## Exercise aim
Search the data below for the word "scripts" and report how many lines contain it. Nothing but the number is needed.

## Records to process
-*-*-

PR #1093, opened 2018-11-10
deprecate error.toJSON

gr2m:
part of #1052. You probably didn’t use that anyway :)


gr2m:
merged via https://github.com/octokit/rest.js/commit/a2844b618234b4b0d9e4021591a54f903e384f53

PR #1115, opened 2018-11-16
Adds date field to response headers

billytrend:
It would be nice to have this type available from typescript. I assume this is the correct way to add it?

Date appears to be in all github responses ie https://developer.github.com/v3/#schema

-*-*-

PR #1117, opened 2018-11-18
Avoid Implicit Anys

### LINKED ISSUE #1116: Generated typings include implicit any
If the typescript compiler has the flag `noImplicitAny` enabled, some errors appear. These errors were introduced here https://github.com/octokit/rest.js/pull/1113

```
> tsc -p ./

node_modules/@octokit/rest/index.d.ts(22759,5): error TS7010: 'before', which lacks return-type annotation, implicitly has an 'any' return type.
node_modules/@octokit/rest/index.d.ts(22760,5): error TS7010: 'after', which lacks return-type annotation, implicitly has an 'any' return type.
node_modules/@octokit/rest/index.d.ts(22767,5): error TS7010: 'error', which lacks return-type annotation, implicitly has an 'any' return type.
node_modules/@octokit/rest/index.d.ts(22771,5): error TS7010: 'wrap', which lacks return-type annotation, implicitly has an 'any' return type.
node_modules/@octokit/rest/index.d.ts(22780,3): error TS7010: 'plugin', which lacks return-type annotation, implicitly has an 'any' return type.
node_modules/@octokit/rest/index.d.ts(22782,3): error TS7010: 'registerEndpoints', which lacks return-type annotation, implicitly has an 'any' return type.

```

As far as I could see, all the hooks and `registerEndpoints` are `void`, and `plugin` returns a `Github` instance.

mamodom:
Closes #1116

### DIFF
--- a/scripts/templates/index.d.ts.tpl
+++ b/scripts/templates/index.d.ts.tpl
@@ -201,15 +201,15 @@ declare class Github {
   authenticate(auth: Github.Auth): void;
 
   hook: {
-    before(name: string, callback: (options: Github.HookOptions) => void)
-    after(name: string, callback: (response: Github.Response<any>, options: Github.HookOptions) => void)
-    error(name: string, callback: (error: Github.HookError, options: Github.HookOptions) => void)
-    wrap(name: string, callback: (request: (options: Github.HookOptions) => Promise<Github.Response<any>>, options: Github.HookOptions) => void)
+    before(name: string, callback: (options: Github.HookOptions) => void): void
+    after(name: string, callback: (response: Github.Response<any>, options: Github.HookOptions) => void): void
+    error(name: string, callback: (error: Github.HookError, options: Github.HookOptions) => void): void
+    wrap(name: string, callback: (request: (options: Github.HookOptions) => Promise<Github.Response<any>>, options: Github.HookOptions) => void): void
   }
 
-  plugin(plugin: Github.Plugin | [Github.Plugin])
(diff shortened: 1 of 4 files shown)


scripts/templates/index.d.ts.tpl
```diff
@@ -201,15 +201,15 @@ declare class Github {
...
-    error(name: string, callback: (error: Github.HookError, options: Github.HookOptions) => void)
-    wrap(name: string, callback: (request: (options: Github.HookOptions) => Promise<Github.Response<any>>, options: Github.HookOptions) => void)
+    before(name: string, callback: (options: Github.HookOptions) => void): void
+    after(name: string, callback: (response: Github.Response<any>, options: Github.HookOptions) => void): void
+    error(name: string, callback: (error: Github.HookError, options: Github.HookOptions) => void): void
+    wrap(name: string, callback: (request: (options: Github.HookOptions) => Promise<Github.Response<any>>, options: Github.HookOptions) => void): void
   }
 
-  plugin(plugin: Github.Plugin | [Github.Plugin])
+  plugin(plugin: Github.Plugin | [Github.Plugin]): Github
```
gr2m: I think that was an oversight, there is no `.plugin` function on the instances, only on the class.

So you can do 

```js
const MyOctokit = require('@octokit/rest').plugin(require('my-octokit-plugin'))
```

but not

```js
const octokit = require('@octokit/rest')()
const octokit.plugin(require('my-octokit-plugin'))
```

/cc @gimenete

-*-*-

## Problem solution
3